» WORK ORDER:
The answer is the set of lines that include "first", copied from the data below.

» Dataset entries:
****************

PR #41, opened 2018-11-26
Update the GPIO mode register after setting AF

psycowithespn:
This change prevents a small blip on the pin when changing to an alternate function. In my case, this was causing an I2C device to not respond. It was jumping to AF0 first, then AF4 a few cycles after.

The following was used to initialize the I2C pins.

```rust
let scl = gpiob.pb6.into_alternate_af4().set_open_drain();
let sda = gpiob.pb9.into_alternate_af4().set_open_drain();
```

Here is evidence of the small blip from before the change. After doesn't have this

pins blip

### DIFF
--- a/src/gpio.rs
+++ b/src/gpio.rs
@@ -152,9 +152,6 @@ macro_rules! gpio {
                 let offset = 2 * index;
                 let offset2 = 4 * index;
                 unsafe {
-                    &(*$GPIOX::ptr()).moder.modify(|r, w| {
-                        w.bits((r.bits() & !(0b11 << offset)) | (0b10 << offset))
-                    });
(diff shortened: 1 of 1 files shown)


psycowithespn:
Good point. Changes made to all `moder` usages. The open-drain output mode had the same blip coming from reset since it is momentarily push-pull. 

The open-drain mode also defaults to output 0, so even if the user immediately does a `set_high`, there will be a blip. Should `into_open_drain_output` force an output of 1 to prevent this? Should `into_push_pull_output` also have a default, probably 0, to be consistent?

therealprof:
@psycowithespn Setting sensible default levels suitable for each mode before enabling it is probably a good idea.

PR #42, opened 2018-11-28
Added support for serial port idle interrupts

timbod7:


therealprof:
Looks fine to me but I'm curious about the usecase for this...

timbod7:
I'm doing some experimentation with drone firmware, and want to receive the SBUS protocol, which has a 25 byte packet. To detect the packet start, I need to wait for the line to be idle, then wait for the start byte (0xF0).

timbod7:
Thanks!

PR #43, opened 2018-11-29
Add support for all existing stm32f4 devices

aurelj:
This patch series adds support for every existing stm32f4 devices. It is not complete yet. Serial and I2C still needs to be done. Moreover, it requires a new release of the stm32f4 crates for some devices.

Anyway, you may still want to merge the patch series, except for the last patch, which is the one actually enabling all those new devices.

### DIFF
--- a/src/gpio.rs
+++ b/src/gpio.rs
@@ -514,6 +514,7 @@ macro_rules! gpio {
     }
 }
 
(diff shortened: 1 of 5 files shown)


aurelj:
Oh, indeed, it was probably not a good idea to include last patch in this pull request.

It is removed now, so this PR should be mergable.

Patch to actually enable all devices is still available here: https://github.com/aurelj/stm32f4xx-hal/commit/f92579b

PR #46, opened 2018-12-12
enable support for all existing stm32f4 devices

aurelj:
This requires a new release of stm32f4 first.


therealprof:
@aurelj The update is out now and the crate has been updated. 🎉

aurelj:
This should be OK to merge after #50 is pulled

PR #47, opened 2018-12-13
Add compile time barrier to make sure a device is chosen.

MabezDev:
This is something I just added to the l4 hal. I found when compiling, If I forgot to add the features I would get confusing error messages about the hal missing modules etc.

### DIFF
--- a/src/lib.rs
+++ b/src/lib.rs
@@ -3,12 +3,42 @@
 
 #[cfg(not(any(
     feature = "stm32f401",
+    feature = "stm32f405",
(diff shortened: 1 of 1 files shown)


MabezDev:
It's definitely possible with a build.rs script, but it does seem a bit overkill, as the other feature gates will need to be updated when new devices are added anyway.

> I'm going to defer this and request to add the new devices too when those PRs have landed

Sure let me know when they are merged and I will update the features on this PR.

PR #49, opened 2018-12-18
Add in serial Read and Write hal implementations for Serial

psycowithespn:
This change came about in my playing with `cortex-m-rtfm` and serial. What I discovered is that once you have the Tx and Rx structs, you can no longer mask and unmask the interrupts of the usart. This breaks common patterns like unmasking `TxE` to send data, then masking it when done transmitting.

This seems to be the more intuitive way as opposed to adding an `impl` of listen and unlisten to Tx and Rx.

### DIFF
--- a/src/serial.rs
+++ b/src/serial.rs
@@ -364,6 +364,17 @@ macro_rules! halUsart {
                 }
             }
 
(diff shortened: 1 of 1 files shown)


therealprof:
I agree, makes total sense to me.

****************

» WRITTEN ANSWER:
This change prevents a small blip on the pin when changing to an alternate function. In my case, this was causing an I2C device to not respond. It was jumping to AF0 first, then AF4 a few cycles after.
This requires a new release of stm32f4 first.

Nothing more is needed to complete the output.